I told myself that during this semester at Duke I'd blog every day or every other day, at least as consistently as I did in New Orleans. And now I've been here almost three weeks and this is my second post. I'm going to excuse myself because I was busy "settling in," and I hereby re-resolve to post regularly from now on.
The last three weeks have been a blast. I'm having such an incredible time here. It's more different than I expected — which for me makes it more exciting. Before I got here, I thought, "Oh, I've already done the college thing. It'll be like freshman year again, except I know what I'm doing this time. I got this." And it is like freshman year... except I'm the only freshman. Even the freshmen have already been here an entire semester, and at the very least know their way around campus and have already discovered things like West Union being an entirely different building than the Union on West Campus (read: I spent twenty minutes wandering around the basement of the Union looking for a room that didn't exist there). And they just do things differently here. I was surprised to realize that the social scene at UNC is distinctly different from the social scene here. How parties are set up, where they are, who goes to them, what you wear... I truly feel like a first-semester freshman, carefully observing everything and everyone, trying to figure out how things are done around here.

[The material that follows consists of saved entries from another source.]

PR #19543, opened 2023-08-08
Clean up and add assertions

jsteemann:
### Scope & Purpose

This PR does multiple things at the same time:
* adds assertions for OutputAqlItemRow state in IndexExecutor.cpp and EnumerateCollectionExecutor.cpp. Also adds assertions for the state of the various produceRows/skip implementations.
* adds assertions for OutputAqlItemRow state in DocumentProducingHelper.cpp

For example, the parties are in the dorms here. That's such a bizarre idea to me. At UNC partying in a dorm is super risky and everyone is super paranoid the entire time because if an RA hears loud music, s/he is required to investigate and/or call the cops on you for drinking. There are rules at UNC banning alcohol-related paraphernalia, which means you could get in trouble for a souvenir shot glass or an empty beer box. Last spring I came to a party at Duke where kids were roaming the halls with beers in hand, and the RA was pouring people shots. It blew my mind. I'm also still not completely comfortable with walking into a complete stranger's room during a party. But that's where the party is, so it doesn't matter that I wasn't directly invited in or that I don't even know whose room it is. People flow in and out of the dorm rooms, mingling up and down the dorm hallway because that's how parties work here.
At UNC, everyone goes off campus to party. We have Franklin Street with all the restaurants and bars and clubs, and we have frat houses and apartment parties and house parties. Duke really has none of these things. They have one 18+ bar that EVERYONE goes to, and they have parties in the dorms. The reason for this difference is that at Duke, you're required to live on campus your first three years so the vast majority of the student body is in the dorms. At UNC, you're required to live on campus only your first year, so by junior year most students have moved into apartments or houses.
This might be TMI, but I just think it's really interesting how the social scene can be so different at two neighboring universities. It has been an adjustment, but I'm concluding that either way college is fun.